Le temps passe très vite et Stan va aller de déception en déception. La vie est rude, l'emploi du temps très strict et la fatigue se fait sentir pour les hommes, occasionnant de nombreuses disputes et incompréhensions. Parfois aussi les éléments se déchainent compliquant leurs tâches. L'été se termine et Gio annonce qu'il est temps de redescendre.
Mais Stan ne veut pas abandonner si près du but, il décide donc de rester...seul.
Gio se moque du but de notre expédition. Monter, survivre, redescendre, voilà sa Trinité.
Je n'ai jamais connu pareille tempête de ma vie entière...

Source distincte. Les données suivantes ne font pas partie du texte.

PR #5478, opened 2023-11-15
Keypad: List recent transactions

### LINKED ISSUE #5379: Add local transaction history to keypad-only POS
### Discussed in https://github.com/btcpayserver/btcpayserver/discussions/5349

<sup>Originally posted by **vindard** September 25, 2023</sup>
In a nutshell, it's sometimes difficult for a cashier to check if a previous invoice actually went through in instances where they might be doing lots of transaction quickly or there is some network blip or accidental page refresh.

Since POS apps already have unique order ids for each invoice, and there's a dashboard button for seeing that POS's invoices only, it may not be a heavy lift to expose this in some way to the POS end-user as well.

An example could be like how Ibex does it with a little "tx history" button in the top-right corner ([try live demo here](https://ibexpay.ibexmercado.com/bpt/6398c017-f8e3-40aa-9c22-54224ece366b))

### Example screenshot from IbexPay

image
</div>

dennisreimann:
Closes #5379. 

## List

I played with various forms of data and display and ended up with the list group instead of a table and omitting the invoice ID, because the space is rather limited. In its current form it degrades nicely on even smaller displays, wrapping the status to a second line and aligning it on the right (see screenshot).

The whole row is clickable and will bring the user to the invoice details — we can then incorparate the refund process from there or link to the receipt and come up with a new and better approach of handling the refund flow in a separate PR.

trans

grafik

## Empty state

trans-none


dstrukt:
FUGGG yeah!

Will review this evening, was gonna say maybe the table header was necessary, but suppose because there are so few items and their contents are clear enough, we don't need it.

dstrukt (changes requested):
Overall, looks incredible! This is a great addition!

Still reviewing a bit, but few thoughts:

- [ ] Don't need the additional `Close` button on the footer of the modal imo

- [ ] Think we should push the `Refresh` button as an icon on the header OR as a row line item either above or below the transactions in the modal body (could stay text)

- [ ] I need to get you a proper transactions icon, was a placeholder, which works great, but it reads more like a menu icon (on me)

Minor tweak consideration:

- [ ] The transaction icon could be 40x40, slightly larger than the current 32x32 .. thoughts?

- [ ] Can we center align horizontally the icon based on if a store logo or POS title is present, e.g: the transaction icon sits at the top of both, 

Screen Shot 2023-11-16 at 9 43 46 AM
Screen Shot 2023-11-16 at 9 44 23 AM

Mguadalupe08 (approved):

dennisreimann:
Updated the list according to what we discussed, @dstrukt 

Bildschirmfoto am 2023-11-20 um 11 07 59

## No border version

Also added a no border version for discussion.

Bildschirmfoto am 2023-11-20 um 11 12 54

NicolasDorier:
Came for the sovereign open source payment processor. Stayed for the Keypad.

dstrukt:
Getting you a final review - upgrading to .NET8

Ici, nous sommes dans le chaudron où mijotent les tempêtes. J'ai appris aujourd'hui qu'un orage avait un goût, un goût de métal et de pierre qui nous zingue la bouche.
La pluie tombe sans discontinuer jusque tard dans la nuit. La foudre brasille sur les cimes et les écrête, elle remodèle le paysage à coups d'arcs électriques sous un ciel hématome. Je songe au gamin qui s'est égaré là près de quatre-vingt ans auparavant, chassé par un orage semblable...

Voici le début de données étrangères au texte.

PR #5490, opened 2023-11-20
Use Mempoolspace fees

Kukks:
Since bitcoind's fee estiomates are horrible, I would use an altenrative, but that adds a third party to the mix. We can either:
* Accept the risk (it is only for fee estimation anyway)
* Offer a toggle in the server settings
* Move this code to a plugin


ndeet:
Yes lots of people complaining that the core fee estimations are off a lot when they change, either too low or too high. 

If you are already on it, what do you think of not displaying the fees as a decimals? Having a suggestion of 8,203 sat is imo very confusing, why not just show 8 sat?

dstrukt:
Tend to agree with @ndeet wrt rounding the decimal, for the sake of simplicity.

I like the toggle or plugin approach, gives optionality and a fallback in case API call failures, dependency risk, etc..

dennisreimann:
Let's not make it a plugin but keep it in core as this fulfills an essential function and we are seeing this right now.

NicolasDorier:
I think it makes sense

Kukks:
> I think it makes sense. What happen when estimations aren't available for example? Maybe we should fallback on bitcoin core?

Done. There is now a mempool-> nbx -> static fallback flow

dennisreimann (approved):
LGTM. 👍

NicolasDorier:
Refactored a bunch of stuff:

* Use C# 12 features with primary ctor to make the code more conscise
* Removed `BaseFeeProvider` class, doesn't make sense for all fee provider to have a fallback
* Fix a bug, where if `economyFee==minimumFee`, then `recommendedFees.ToDictionary` would throw an exception
* Add a test for mempool fee provider
* Removed semaphore access to protect the cache, it's not needed
* Introduced `FallbackFeeProvider` which accept ordered list of fee providers to try
* Do not use mempool space fee rate on regtest, it makes tests unreliable and dependent on external service

harding:
A couple comments:

- I did a quick git grep of BTCPay Server's code and I don't see a maximum fee or fee rate in the code.  (But I could have easily missed it.)  If one doesn't exist, I would suggest adding an "absurd" fee check to avoid the case when a bug or exploit of the API provider accidentally leads BTCPay users to massively overpay fees.

- When using feerates from a third-party API provider, they may be able to associate a transaction with a feerate of _x_ with the IP address which they told to use a feerate of _x_, especially if the request for a feerate occurs only a short time before the broadcast of the transaction using that feerate.  Besides requesting feerates using an ephemeral Tor connection, I don't know of a completely satisfactory solution to this problem, but periodically requesting feerates (e.g. once per block) and adding some noise into the feerate (e.g. + or - a random number from 0% to 10%) might help break the link.  You could also compare the API feerate to the Bitcoin Core feerate and use the Bitcoin Core feerate if the difference is less than 10%.

pavlenex:
Interesting suggestion, thoughts @NicolasDorier @Kukks @dennisreimann?

dennisreimann:
Agreed, two good and valid points, let's check and apply them.

pavlenex:
> Agreed, two good and valid points, let's check and apply them.

Should we log new issue(s) for these?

Ce roman s'adresse avant tout à ceux qui aiment la montagne, celle qui ne fait pas de cadeaux aux imprudents, celle qui convient aux taiseux, à ceux qui aiment sa rudesse et sa beauté.
L'auteur a une façon bien à lui de partager avec nous son histoire, de nous faire passer par toutes les émotions possibles, la révolte, la peur, la tristesse, la beauté...tout se mêle dans ce roman qui alterne la vie quotidienne de l'équipe, la description extraordinaire des paysages et des éléments, les rêves de Stan, ses souvenirs d'enfance, la violence de son père (qu'il surnomme le Commandant) et des images de sa mère tant aimée, morte trop tôt alors qu'il n'avait que 9 ans. A cela se rajoute son questionnement incessant sur le sens de la vie.
La façon dont l'auteur nous parle de Stan et de son enfance meurtrie, de sa famille, de l'amitié et de l'amour est très émouvante. Nous le voyons enfant se cacher sous les draps, pour échapper aux disputes entre ses parents et à la violence de son père, se laisser harceler par ses camarades de classe, lui l'enfant différent qui n'est pas un homme car il ne sait pas se battre. Mais sait-on se battre et en a-t-on envie surtout, lorsqu'on n'a que six ans.
La description physique des personnages est incroyable et en peu de mots au travers des événements, nous faisons le tour de leur personnalité et découvrons leur solitude et la violence tapie en chacun d'entre eux.
J'aime le style simple de l'auteur, ses mots qui titillent notre imagination tellement ils sont évocateurs, mais toujours percutants. Il nous plonge dans une ambiance de plus en plus réaliste et angoissante. Car la montagne ne leur fera pas de cadeaux, vous vous en doutez.
Beaucoup de poésie se dégage de ce récit qui prend aux tripes et s'intensifie au cours de l'histoire jusqu'à nous offrir une fin magnifique et marquante.
C'est un livre fort que j'ai beaucoup aimé comme les deux précédents de l'auteur. Un auteur à suivre assurément...
J'acquiesçai, il fallait toujours acquiescer quand on entendait "pas vrai ?". Le Commandant me fixait, penché sur la table comme sur un billot.
- Tu serais pas allé raconter nos histoires à n'importe qui, par hasard ? A l'école ? Au cureton ?
- Non.
- Je veux dire, on est des gens biens. Peut-être pas parfaits, personne l'est. Ça arrive que quelqu'un se cogne, hein ? Trois bleus ça intéresse personne tant que c'est juste des bleus, tu piges ?
La déception immédiate est une chose. Mais ma tristesse vient de plus loin. Elle vient du gamin qui, un jour, décida de devenir paléontologue. Pas par goût de l'aventure. Pas pour la célébrité, ou la gloire- même si ces dernières feraient bien mes affaires. Pas davantage pour la reconnaissance de ses pairs, ou l'enrichissement, ça non ! Non, on devient paléontologue parce qu'on aime les histoires. Pour en raconter à soi, et aux autres.